* Required action *
Report every line below that carries the word "need".

Stored data entries:
* * * * * * *
Issue #120, opened 2015-05-27
Random Endpoint generation for tests


benjaminbollen:
There is no 'tool' for generating a random endpoint for tests.  Possiblty worth considering.

zacstewart:
Could you clarify this a little? I'm still trying to get a grip on the terminology: what is an endpoint in this context?

In the Ruby world, there are tools like Faker and Forgery which can generate random pieces of data like phone numbers and IP addresses. Are you looking for something like that here?

chandraprakash:
Enpoint is an Enum representing endpoint of supported protocols in crust. 
https://github.com/maidsafe/crust/blob/master/src/transport.rs#L32

You can see an example here: https://github.com/maidsafe/routing/blob/master/src/test_utils/types_util.rs

dirvine:
If you check the utp repo you will find how they use this very similar feature :-) https://github.com/meqif/rust-utp/blob/master/tests/stream.rs

chandraprakash:
There is an implementation already in routing and you need to update it crust.(using Random trait) 
https://github.com/maidsafe/routing/blob/master/src/test_utils/messages_util.rs#L28

inetic:
@benjaminbollen @dirvine, so Routing currently has its own function to generate random Endpoints and Connections, could you confirm that this is OK and we can close this issue or whether you want Crust to export such functionality.

inetic:
I may have accidentally opened this issue myself :-P, closing again.

PR #252, opened 2015-08-17
handling config & bootstrap

mmoadeli:
[Review on Reviewable](https://reviewable.io/reviews/maidsafe/crust/252)


maidsafe-highfive:
r? @s-brian

mmoadeli:
The work on bootstrap handler is done and tests are passing. A little clean up is required. Also, the test for config file also need to be added.

mmoadeli:
? @Fraser999

mmoadeli:
bootstrap handler is improved slightly. Despite my initial investigations, the config file did not conform to the flowchart and I spent most of the afternoon fixing and testing config file. 
After talking to David regarding test, I tried to test bootstrap handler outside using test. I found a small bug.
So to sum up config file improved and tested. Bootstrap handler has an issue and must be tested again.

mmoadeli:
bootstrap handler and config files both have been changed slightly.

src/bootstrap_handler.rs
```diff
@@ -102,8 +92,10 @@ impl BootstrapHandler {
     }
 
     pub fn read_bootstrap_file(&mut self) -> io::Result<(Contacts)> {
-        self.file_path = BootstrapHandler::get_file_path();
-        let mut file = try!(File::open(&self.file_path));
+        let mut file = match File::open(&self.file_path) {
```
Fraser999: Not caused by this PR, but this function doesn't `self` to be `mut`.  The same is true for `oldest_contacts` and `get_serialised_contacts`.

src/bootstrap_handler.rs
* * * * * * *
* Answer box *
There is an implementation already in routing and you need to update it crust.(using Random trait) 
The work on bootstrap handler is done and tests are passing. A little clean up is required. Also, the test for config file also need to be added.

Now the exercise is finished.